> **PROBLEM DESCRIPTION**
Would you please return the lines of the entries below starting at the line that has "and the following" and ending at the line that has "#( #fields_as_display_trait_bound, )*", both included, exactly as they are?
──────── INFORMATION SUPPLIED ────────
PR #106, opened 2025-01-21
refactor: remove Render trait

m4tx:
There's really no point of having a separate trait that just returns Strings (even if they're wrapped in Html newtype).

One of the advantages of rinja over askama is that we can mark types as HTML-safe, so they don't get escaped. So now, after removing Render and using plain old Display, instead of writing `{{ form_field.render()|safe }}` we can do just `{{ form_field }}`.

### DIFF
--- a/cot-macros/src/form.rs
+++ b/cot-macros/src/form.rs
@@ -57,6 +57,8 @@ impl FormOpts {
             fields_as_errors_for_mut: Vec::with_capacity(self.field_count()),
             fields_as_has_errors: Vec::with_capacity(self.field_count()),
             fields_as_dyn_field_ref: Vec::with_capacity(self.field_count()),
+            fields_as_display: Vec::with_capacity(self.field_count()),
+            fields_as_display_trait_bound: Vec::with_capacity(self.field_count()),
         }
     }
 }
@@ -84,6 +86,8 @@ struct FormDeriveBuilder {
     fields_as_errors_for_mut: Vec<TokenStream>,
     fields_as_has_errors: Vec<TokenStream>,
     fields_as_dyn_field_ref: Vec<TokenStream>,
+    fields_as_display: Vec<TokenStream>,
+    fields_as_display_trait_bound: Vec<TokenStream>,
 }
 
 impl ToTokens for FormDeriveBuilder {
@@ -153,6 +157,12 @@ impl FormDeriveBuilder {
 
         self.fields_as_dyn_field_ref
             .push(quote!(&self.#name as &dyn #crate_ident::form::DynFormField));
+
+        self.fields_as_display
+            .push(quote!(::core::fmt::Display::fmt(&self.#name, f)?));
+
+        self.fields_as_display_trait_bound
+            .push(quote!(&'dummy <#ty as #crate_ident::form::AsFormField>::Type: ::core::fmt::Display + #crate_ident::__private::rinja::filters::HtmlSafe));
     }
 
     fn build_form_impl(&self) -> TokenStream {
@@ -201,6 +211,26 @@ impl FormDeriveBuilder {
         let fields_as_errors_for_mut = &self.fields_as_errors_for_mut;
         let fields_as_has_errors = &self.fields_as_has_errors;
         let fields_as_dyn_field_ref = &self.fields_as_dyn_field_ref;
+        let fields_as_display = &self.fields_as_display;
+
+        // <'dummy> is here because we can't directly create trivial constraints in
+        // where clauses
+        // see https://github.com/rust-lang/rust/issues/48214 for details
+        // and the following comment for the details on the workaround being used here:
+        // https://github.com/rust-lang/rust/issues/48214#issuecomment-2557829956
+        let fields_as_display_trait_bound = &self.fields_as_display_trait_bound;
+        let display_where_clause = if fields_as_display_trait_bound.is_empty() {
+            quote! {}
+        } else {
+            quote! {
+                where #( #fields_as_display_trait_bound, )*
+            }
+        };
────────
> **EXPECTED ANSWER**
+        // and the following comment for the details on the workaround being used here:
+        // https://github.com/rust-lang/rust/issues/48214#issuecomment-2557829956
+        let fields_as_display_trait_bound = &self.fields_as_display_trait_bound;
+        let display_where_clause = if fields_as_display_trait_bound.is_empty() {
+            quote! {}
+        } else {
+            quote! {
+                where #( #fields_as_display_trait_bound, )*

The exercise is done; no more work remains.